Without isolation, perturbations may interfere and produce incorrect higher-order derivatives.

## Function Boundaries and Optimization

Subprogram boundaries influence optimization.

Inlining may expose more fusion opportunities:

```text
y = relu(matmul(x, w) + b)
```

Modular boundaries may improve reuse and compilation caching.

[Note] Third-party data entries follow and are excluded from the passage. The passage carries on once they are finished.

PR #974, opened 2016-12-20
Helper containers

everzet:
## Narrative

Since I introduced support for multiple contexts in 3.0, the most asked question among the Behat newcomers goes along the lines of "how do I share state between multiple contexts?". I was reluctant to provide a systematic, built-in answer to this question for two reasons:

1. Behat is not your dependency management framework. Wiring applications together is usually a responsibility of application frameworks. I considered that it is better left to Symfony2Extension and friends to provide servicing configuration.
2. I generally consider sharing state between contexts to be an anti-pattern. It often highlights wrongly drawn context boundaries and trades off organizational simplicity for a short-term convenience.

Late push for container interoperability made me believe I finally have an answer to sharing state without giving Behat responsibility it ultimately wasn't built for. On top of that, recently conducted by me coaching, pairing and conversations with people inside and across the communities (thanks @tooky) made me realize that state/behaviour sharing still has very legitimate use-cases in many situations. Especially for Modelling by Example and similar workflows.

I believe this PR to be an elegant answer to the need without breaking very clear responsibility context Behat has. This PR is me finally trying to answer the question most community members keep asking.

## General principles

Before starting with the spec, I decided on two balancing principles that the solution must follow:

1. **Convenience limited to simple cases**. It should be simple enough to never get to the point where Behat gets confused with the application framework. Service sharing should work seamlessly for simple cases, but nudge people towards proper dependency management approaches in more complicated ones. If all you need is to instantiate an isolated environment with 1-2 independent, but shared services, you should be able to bootstrap in seconds.
2. **Complex cases served via interoperability**. In case of complex cases Behat must favour reuse. Whatever artefact Behat users end up producing as part of their service sharing procedure should be fairly decoupled from Behat and reusable with other, unaware of Behat frameworks. If you spend a lot of time wiring up your complex dependency tree for Behat, that work shouldn't be lost on your tests alone.

## Enter helper containers

Helper containers are service containers that you can configure to provide shared services for your contexts. And those services indeed be shared between your contexts, with all state and behaviour. Here's simple rules I followed in designing them:

- A single optional container is allowed per suite
- Having container enables you to use its services as context arguments via `@name` syntax
- Container is rebuilt and is isolated between scenarios
- Container is configured via suite's `services` option
- Container is a class implementing `Interop\Container\ContainerInterface`
- There is a built-in container if you need a very simple service-sharing, configurable through the same `services` setting
- There is an extension point that allows Behat extensions provide their own containers for end-users via `@name` syntax

## How to use a helper container

The rest of this PR will go in more general details on how to use the feature. For more detailed info and examples, [please read the feature file](https://github.com/Behat/Behat/blob/91d0b721ec5c48f9970c0d6a8154d5d2017283dd/features/helper_containers.feature).

### Built-in container

The simplest way of using helper container is to define a service (or services) that would be injected (and shared) between your contexts in the scope of a single scenario:

```yml
default:
  suites:
    default:
      contexts:
        - FirstContext:
          - "@shared_service"
        - SecondContext:
          - "@shared_service"

      services:
        shared_service: "SharedService"
```

This definition will make Behat automatically instantiate `SharedService` before each scenario and pass it as a first argument (via `@...` notation) to both `FirstContext` and `SecondContext` - exact same instance.

There's even a bit more verbose syntax that allows you to provide custom arguments and even factory method for each class:

```yml
      services:
        shared_service:
          class: "SharedService"
          factory_method: "fromNothing"
          arguments: []
```

**_Please note that built-in container does not allow you to use defined services as other service arguments. This is to both keep the built-in container away from becoming a full-blown service container and to nudge you towards external container in cases where you do need a deeply nested, highly-wired dependency tree._**

### External container class

Alternatively, you can use a custom container class that implements [`Interop\Container\ContainerInterface`](https://github.com/container-interop/container-interop/blob/master/src/Interop/Container/ContainerInterface.php):

```yml
default:
  suites:
    default:
      contexts:
        - FirstContext:
          - "@shared_service"
        - SecondContext:
          - "@shared_service"

      services: "MyContainer"
```

Don't forget the class itself. You can even place it near you context classes (in `features/bootstrap`):

```php
<?php

use Interop\Container\ContainerInterface;

final class MyContainer implements ContainerInterface
{
    // ...
}
```

And yes, you can utilise custom factory methods in those too:

```yml
default:
  suites:
    default:
      contexts:
        - FirstContext:
          - "@shared_service"
        - SecondContext:
          - "@shared_service"

      services: "MyContainer::fromEnvironment"
```

### Container from extension

The third and the last way is to use containers provided by your favourite extensions. Like that:

```yml
default:
  suites:
    default:
      contexts:
        - FirstContext:
          - "@shared_service"
        - SecondContext:
          - "@shared_service"

      services: "@symfony_extension.container"
```

The example above doesn't yet work, because it requires extension authors to actually provide that container explicitly from withing their config. But I hope they'll soon follow. Feel free to [help them](https://github.com/FriendsOfBehat/SymfonyExtension/pulls) :).

## Further details

For further details, as usual, I advise you to dive into [the feature file](https://github.com/Behat/Behat/blob/95f7b6d17538d740b999e63e2e300f78e57a7d54/features/helper_containers.feature) itself. It provides ultimate information, reasoining and examples behind this feature. Oh, yeah, it also is a stellar automated test to make sure I implemented feature correctly in the first place :)

As usual, feedback is greatly appreciated.


composer.json
```diff
@@ -14,17 +14,18 @@
...
+        "ext-mbstring":                        "*",
+        "behat/gherkin":                       "^4.4.4",
+        "behat/transliterator":                "~1.0",
+        "symfony/console":                     "~2.5||~3.0",
+        "symfony/config":                      "~2.3||~3.0",
+        "symfony/dependency-injection":        "~2.1||~3.0",
+        "symfony/event-dispatcher":            "~2.1||~3.0",
+        "symfony/translation":                 "~2.3||~3.0",
+        "symfony/yaml":                        "~2.1||~3.0",
+        "symfony/class-loader":                "~2.1||~3.0",
```
stof: I would actually stop aligning constraint to avoid such kind of diffs

src/Behat/Behat/HelperContainer/ServiceContainer/HelperContainerExtension.php
```diff
@@ -0,0 +1,118 @@
...
+     *
+     * @return bool
+     *
+     * @deprecated remove after upgrading to Symfony 2.8+
+     */
+    private function isDefinitionShared(Definition $definition)
+    {
+        if (method_exists($definition, 'isShared')) {
+            return $definition->isShared();
+        } else if (method_exists($definition, 'getScope')) {
```
stof: ``if`` is enough thanks to the return. And I'm not even sure we need this second check

src/Behat/Behat/HelperContainer/ServiceContainer/HelperContainerExtension.php
```diff
@@ -0,0 +1,118 @@
...
+    }
+
+    /**
+     * Checks if provided definition is shared.
+     *
+     * @param Definition $definition
+     *
+     * @return bool
+     *
+     * @deprecated remove after upgrading to Symfony 2.8+
```
stof: you should not mark it as deprecated, as you should not call deprecated APIs internally. And this is a private function anyway.
This looks more like a TODO than a deprecation here btw

src/Behat/Behat/HelperContainer/ServiceContainer/HelperContainerExtension.php
```diff
@@ -0,0 +1,118 @@
...
+
+    /**
+     * {@inheritdoc}
+     */
+    public function process(ContainerBuilder $container)
+    {
+        $references = $this->processor->findAndSortTaggedServices($container, self::HELPER_CONTAINER_TAG);
+
+        foreach ($references as $reference) {
+            if ($this->isDefinitionShared($container->getDefinition($reference))) {
```
stof: should be ``(string) $reference`` as ``getDefinition`` expects a string (the id), not a Reference object

src/Behat/Behat/HelperContainer/ServiceContainer/HelperContainerExtension.php
```diff
@@ -0,0 +1,118 @@
...
+                throw new WrongServicesConfigurationException(sprintf(
+                    'Container services must not be configured as shared, but `@%s` is.', $reference
```
stof: same here about using the string

composer.json
everzet: Agreed. I grown to dislike this in recent years too.

src/Behat/Behat/HelperContainer/ServiceContainer/HelperContainerExtension.php
everzet: Good shout. I kinda use these interchangeably.

src/Behat/Behat/HelperContainer/ServiceContainer/HelperContainerExtension.php
everzet: To stop static analysis tools (like Scrutinizer) from complaining about non-existing method :(

src/Behat/Behat/HelperContainer/ServiceContainer.php
```diff
@@ -0,0 +1,24 @@
...
+use Interop\Container\ContainerInterface;
+
+/**
+ * Stores services available for contexts and injected via argument resolvers.
+ *
+ * @see ServicesResolver
+ *
+ * @author Konstantin Kudryashov <ever.zet@gmail.com>
+ */
+interface ServiceContainer extends ContainerInterface
```
everzet: I was trying to give people who don't care about `Interop\Container\ContainerInterface` a clear, transparent entry.

everzet: I'm actually not super-attached to it.

src/Behat/Behat/HelperContainer/ServiceContainer/HelperContainerExtension.php
everzet: Implicit conversion VS explicit conversion. I'm easier with this case than the one you mentioned next.

src/Behat/Behat/HelperContainer/ServiceContainer/HelperContainerExtension.php
everzet: This again can be considered implicit VS explicit. Except in this case I obviously tell `sprintf` I need a string (`@%s`). Hence, I'd argue conversion is already explicit here and additional conversion would only confuse things.

That is unless you have a different tech/clarity reason I haven't thought of yet :)

src/Behat/Behat/HelperContainer/ServiceContainer.php
everzet: Actually, having separate interface breaks the second of feature principles. So I'd go ahead and drop `Behat\Behat\HelperContainer\ServiceContainer`.

src/Behat/Behat/HelperContainer/ServiceContainer/HelperContainerExtension.php
stof: Thus Symfony never explicitly mentions that ``getDefinition`` supports castable objects. If it works today, it is purely because of an implementation detail (probably because of using ``lowercase`` which supports it). So it means that passing a castable object is *not* covered by the BC policy (as it is a case not respecting the documented contract). So making it explicit is necessary to be future-proof

src/Behat/Behat/HelperContainer/ServiceContainer/HelperContainerExtension.php
stof: yeah, I was not sure about it being necessary here.

everzet: Cool. I'll introduce casting only to the `getDefinition(...)` case then.

everzet:
@stof thanks for your feedback, as always. I fixed everything you highlighted.

features/helper_containers.feature
```diff
@@ -0,0 +1,307 @@
+Feature: Per-suite helper containers
+  In order to share state and behaviour between contexts
+  developers need to have a way to create or register shared service container
+
+  Rules:
+    - A single optional container is allowed per suite
+    - Having container enables you to use its services as context arguments via `@name` syntax
```
ciaranmcnulty: 'Having a container"

src/Behat/Behat/Context/Argument/AggregateFactory.php
```diff
@@ -0,0 +1,52 @@
...
+use Behat\Testwork\Suite\Suite;
+
+/**
+ * Aggregate factory. Delegates to other (registered) factories to do the job.
+ *
+ * @see ContextEnvironmentHandler
+ *
+ * @author Konstantin Kudryashov <ever.zet@gmail.com>
+ */
+final class AggregateFactory implements SuiteScopedResolverFactory
```
ciaranmcnulty: I'd rather this was called Composite, after the design pattern. Aggregate risks confusion with the DDD concept, or other usages where an aggregate is a collection

src/Behat/Behat/Context/Argument/NullFactory.php
```diff
@@ -0,0 +1,31 @@
...
+use Behat\Testwork\Suite\Suite;
+
+/**
+ * NoOp factory. Always returns zero resolvers.
+ *
+ * @see ContextEnvironmentHandler
+ *
+ * @author Konstantin Kudryashov <ever.zet@gmail.com>
+ */
+final class NullFactory implements SuiteScopedResolverFactory
```
ciaranmcnulty: There might be better naming - `noop` from the comment makes sense, or maybe `empty`?

src/Behat/Behat/HelperContainer/Argument/ServicesResolverFactory.php
```diff
@@ -0,0 +1,169 @@
...
+    /**
+     * Creates custom container using class/constructor given.
+     *
+     * @param string $settings
+     *
+     * @return mixed
+     */
+    private function createContainerFromString($settings)
+    {
+        if ('@' === mb_substr($settings, 0, 1)) {
```
ciaranmcnulty: A similar check takes place in `ServicesResolverFactory` - can these be done in one place? Perhaps a value object?

ciaranmcnulty:
If I have services option and the symfony2extension is there fallback, or are all @-params interpreted as non-Symfony services?

src/Behat/Behat/Context/Argument/NullFactory.php
everzet: If we follow the pattern naming from the previous comment, we keep following it for null objects :)

src/Behat/Behat/HelperContainer/Argument/ServicesResolverFactory.php
everzet: Potentially. But that's too small of an op to worry about reuse at this point.

everzet:
@ciaranmcnulty service-based resolvers come first as they are more specific (as in local to suites). I'd avoid using `services` with `Symfony2Extension` until it is updated to support new functionality in proper way.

Compiler-based systems often balance:

| Goal | Preference |
|---|---|
| Maximum optimization | aggressive inlining |
| Fast compilation | preserve modularity |
| Reusability | cached differentiated kernels |
| Lower memory | fused backward passes |

Differentiable subprograms are therefore both semantic and optimization units.

## Interface Design

A minimal differentiable interface may look like:

```go
type Function interface {
    Forward(x Value) Value
    Backward(yAdj Value) Value
}
```

More realistic systems require:

| Requirement | Reason |
|---|---|
| Multiple inputs | tensor programs |
| Multiple outputs | structured models |
| Saved intermediates | reverse mode |
| Device awareness | GPU execution |
| Shape metadata | tensor validation |
| Batched evaluation | vectorization |

Production AD systems therefore build sophisticated callable abstractions around these basic ideas.

## Core Idea

A differentiable subprogram is a callable computation unit with well-defined derivative behavior. Automatic differentiation propagates through function boundaries exactly as through primitive operations: by composing local derivative rules according to the dependency structure.

Subprograms provide modularity, reuse, abstraction, and optimization boundaries. They also enable custom gradients, higher-order differentiation, and compiler-level differentiation transforms.